DIRECTIONS: Retype the data that follows with no alterations, please.

START AVAILABLE RECORDS

PR #4354, opened 2025-06-16
EW-9298 [o11y] Base user span tracing off of WorkerTracer

fhanau:
This will make these systems work much more smoothly together, the lifetimes of top-level "worker" span and WorkerTracer are now aligned.

- Do not report span attributes when the set of attributes is empty.

Also see the downstream PR.


src/workerd/io/tracer.h
```diff
@@ -174,10 +179,16 @@ class WorkerTracer: public BaseTracer {
       tracing::EventInfo&& info) override;
   void setFetchResponseInfo(tracing::FetchResponseInfo&& info) override;
   void setOutcome(EventOutcome outcome, kj::Duration cpuTime, kj::Duration wallTime) override;
+  SpanParent getUserRequestSpan() override;
+  // Allow setting the user request span after the tracer has been created so its observer can
+  // reference the tracer. This can only be set once.
+  void setUserRequestSpan(SpanBuilder&& span);
```
mar-cf, line 185: My preference would be set this in a constructor. It would avoid a possible condition of getting the user request span before setting the user request span, or potentially missing setting this.

We tracked the patterns where this is set and get currently and don't believe this would be an issue - but it's a pattern we should clean up later.

src/workerd/io/tracer.c++
```diff
@@ -328,6 +334,10 @@ void WorkerTracer::setOutcome(EventOutcome outcome, kj::Duration cpuTime, kj::Du
   trace->cpuTime = cpuTime;
   trace->wallTime = wallTime;
 
+  // All spans must have wrapped up by now. Report the top-level "worker" span and deallocate the
+  // span builder which holds a reference to this workerTracer.
+  userRequestSpan.end();
```
mar-cf: Remove.

src/workerd/io/tracer.h
```diff
@@ -174,10 +179,16 @@ class WorkerTracer: public BaseTracer {
...
 
  private:
   PipelineLogLevel pipelineLogLevel;
   kj::Own<Trace> trace;
+  // The root span for the new tracing format.
+  SpanBuilder userRequestSpan;
```
mar-cf, line 191: Consider clearly establishing ownership of user request span by wrapping w/ kj::Own

src/workerd/io/tracer.c++
mar-cf, line 1: It will help to add context about what event was reported after the outcome seen event.

Add annotation about the tail event to the log. If it's not disruptive, consider an assert?

mar-cf (approved):
Generally LGTM. Offline, we spoke about the dependency cycle that results in the set/get pattern that could be avoided.

Without having additional information about the tail event that was reported, we can't know with confidence if this will solve the issue.

src/workerd/io/tracer.c++
fhanau: Added some additional information to be logged here, and a TODO to support stringify for the kj::OneOf.
An assert would be disruptive – the given issue indicates a program bug, but this may surface again in different ways and could also indicate a minor issue (e.g. a log missing based on being reported too late). In that case, we do not want to assert and force the request to fail.

src/workerd/io/tracer.h
fhanau: Note that the SpanBuilder being a class variable of WorkerTracer already defines ownership – the SpanBuilder is alive for as long as WorkerTracer is alive, it is not being co-owned by anyone else and ownership is not transferred. This is also what we have been doing previously, and how we are using SpanBuilder elsewhere. Making this kj::Own would introduce a memory allocation that is not needed.

src/workerd/io/tracer.c++
fhanau: 👍

src/workerd/io/tracer.h
fhanau: I believe this is possible by moving observer construction into the WorkerTracer constructor, but we'll likely need a new constructor for each of several code paths (for different observers) and it may end up being more verbose. How to do so will be more clear after integrating a follow-up PR that changes how the observer is configured internally.

src/workerd/io/tracer.h
fhanau: Note that this is in contrast with SpanParent, which does not indicate exclusive ownership and can only be used to create children for a span. But for that we don't use kj::Own either.

jasnell (approved):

END AVAILABLE RECORDS

SOLUTION TO THIS EXERCISE:
PR #4354, opened 2025-06-16
EW-9298 [o11y] Base user span tracing off of WorkerTracer

fhanau:
This will make these systems work much more smoothly together, the lifetimes of top-level "worker" span and WorkerTracer are now aligned.

- Do not report span attributes when the set of attributes is empty.

Also see the downstream PR.


src/workerd/io/tracer.h
```diff
@@ -174,10 +179,16 @@ class WorkerTracer: public BaseTracer {
       tracing::EventInfo&& info) override;
   void setFetchResponseInfo(tracing::FetchResponseInfo&& info) override;
   void setOutcome(EventOutcome outcome, kj::Duration cpuTime, kj::Duration wallTime) override;
+  SpanParent getUserRequestSpan() override;
+  // Allow setting the user request span after the tracer has been created so its observer can
+  // reference the tracer. This can only be set once.
+  void setUserRequestSpan(SpanBuilder&& span);
```
mar-cf, line 185: My preference would be set this in a constructor. It would avoid a possible condition of getting the user request span before setting the user request span, or potentially missing setting this.

We tracked the patterns where this is set and get currently and don't believe this would be an issue - but it's a pattern we should clean up later.

src/workerd/io/tracer.c++
```diff
@@ -328,6 +334,10 @@ void WorkerTracer::setOutcome(EventOutcome outcome, kj::Duration cpuTime, kj::Du
   trace->cpuTime = cpuTime;
   trace->wallTime = wallTime;
 
+  // All spans must have wrapped up by now. Report the top-level "worker" span and deallocate the
+  // span builder which holds a reference to this workerTracer.
+  userRequestSpan.end();
```
mar-cf: Remove.

src/workerd/io/tracer.h
```diff
@@ -174,10 +179,16 @@ class WorkerTracer: public BaseTracer {
...
 
  private:
   PipelineLogLevel pipelineLogLevel;
   kj::Own<Trace> trace;
+  // The root span for the new tracing format.
+  SpanBuilder userRequestSpan;
```
mar-cf, line 191: Consider clearly establishing ownership of user request span by wrapping w/ kj::Own

src/workerd/io/tracer.c++
mar-cf, line 1: It will help to add context about what event was reported after the outcome seen event.

Add annotation about the tail event to the log. If it's not disruptive, consider an assert?

mar-cf (approved):
Generally LGTM. Offline, we spoke about the dependency cycle that results in the set/get pattern that could be avoided.

Without having additional information about the tail event that was reported, we can't know with confidence if this will solve the issue.

src/workerd/io/tracer.c++
fhanau: Added some additional information to be logged here, and a TODO to support stringify for the kj::OneOf.
An assert would be disruptive – the given issue indicates a program bug, but this may surface again in different ways and could also indicate a minor issue (e.g. a log missing based on being reported too late). In that case, we do not want to assert and force the request to fail.

src/workerd/io/tracer.h
fhanau: Note that the SpanBuilder being a class variable of WorkerTracer already defines ownership – the SpanBuilder is alive for as long as WorkerTracer is alive, it is not being co-owned by anyone else and ownership is not transferred. This is also what we have been doing previously, and how we are using SpanBuilder elsewhere. Making this kj::Own would introduce a memory allocation that is not needed.

src/workerd/io/tracer.c++
fhanau: 👍

src/workerd/io/tracer.h
fhanau: I believe this is possible by moving observer construction into the WorkerTracer constructor, but we'll likely need a new constructor for each of several code paths (for different observers) and it may end up being more verbose. How to do so will be more clear after integrating a follow-up PR that changes how the observer is configured internally.

src/workerd/io/tracer.h
fhanau: Note that this is in contrast with SpanParent, which does not indicate exclusive ownership and can only be used to create children for a span. But for that we don't use kj::Own either.

jasnell (approved):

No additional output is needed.